Prémonitoire, pour un auteur qui sait dire merci quand il est honoré ; qui sait aussi dire non merci contre l’amnésie. « Je ne saurais accepter un hommage en tant qu’auteur de Mon pays que voici, tant et aussi longtemps que Jean-Claude Duvalier ne sera pas traduit en justice », a écrit le poète pour refuser un hommage in abstentia du désormais ex-président Michel Martelly. Fils de dictateur, tyran lui aussi, Baby Doc passa, finalement, l’arme à gauche sans jamais être inquiété par la justice. Et pour cause…

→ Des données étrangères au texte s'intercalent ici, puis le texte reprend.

Issue #1647, opened 2020-05-05
[Warning and Notice] Fix Warnings and Notices 


kjnanda:
- [ ] **1. When the user post the update with media on activity page, it shows below notices in the console** 

`This is present in Verison - 4.6.2 and 4.6.3 both`

![debug_log upload from activity](https://user-images.githubusercontent.com/15173772/81035892-7cf95e00-8eba-11ea-87da-246d772d7532.jpg)

- [ ] **2. When the user comments on uploaded media from the lightbox, it shows below notice and warnings**

`This is present in Verison -  4.6.3`

![debug_log](https://user-images.githubusercontent.com/15173772/81035993-f3965b80-8eba-11ea-9187-e855fcb33b15.jpg)

`2576339 ` `2578864` `2586313`

pooja-muchandikar:
@SID177 

The above warnings and notices are not shown but On uploading audio file following warning is shown


```
PHP Notice:  Trying to access array offset on value of type null in /var/www/htdocs/wp-content/plugins/rtMedia/app/main/controllers/template/rtmedia-functions.php on line 3163
```

Please check on this.

pooja-muchandikar:
Tested with `pre-release` branch and the warning/error mentioned in the comment [here](https://github.com/rtCamp/rtMedia/issues/1647#issuecomment-653025519)  are fixed.

pooja-muchandikar:
Tested with `develop` branch and the fix works as expected.

pooja-muchandikar:
Tested with `master` branch and the fix works as expected.

pooja-muchandikar:
Released with`v4.6.4`

PR #1669, opened 2020-07-10
Fix GH-1647: Add empty check before accessing values, fix phpcs

SID177:
Add empty check before accessing values. Fix PHPCS issues in function

Fixes https://github.com/rtCamp/rtMedia/issues/1647#issuecomment-653025519

### DIFF
--- a/app/main/controllers/template/rtmedia-functions.php
+++ b/app/main/controllers/template/rtmedia-functions.php
@@ -3141,7 +3141,7 @@ if ( ! function_exists( 'rtmedia_who_like_html' ) ) {
  *
  * @param object $media_object Media details object.
  *
- * @return bool|string Uploaded thumbnail URL | False.
+ * @return string|bool Uploaded thumbnail URL | False.
  */
 function rtm_get_music_cover_art( $media_object ) {
 
--- a/app/main/controllers/template/rtmedia-functions.php
+++ b/app/main/controllers/template/rtmedia-functions.php
@@ -3137,22 +3137,22 @@ if ( ! function_exists( 'rtmedia_who_like_html' ) ) {
 }
 
 /**
- * Get music cover art
+ * Get music cover art.
  *
  * @param object $media_object Media details object.
  *
- * @return      bool|string
+ * @return bool|string Uploaded thumbnail URL | False.
  */
 function rtm_get_music_cover_art( $media_object ) {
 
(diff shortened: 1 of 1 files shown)


app/main/controllers/template/rtmedia-functions.php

*Le texte initial a été publié le 1er avril 2016 dans Le Nouvelliste
Note: L’écrivain et poète haïtien, Anthony Phelps, auteur du célèbre recueil et disque Mon pays que voici, a été reçu à l’hôtel de Ville de Montréal, en 2016, pour un hommage soutenu. Le président du conseil de ville à l’époque, Frantz Benjamin, lui aussi poète, a profité de la Journée mondiale de la poésie pour glorifier, dit-il, « un homme exceptionnel qui a marqué tant de vies, des Montréalais, des Haïtiens ».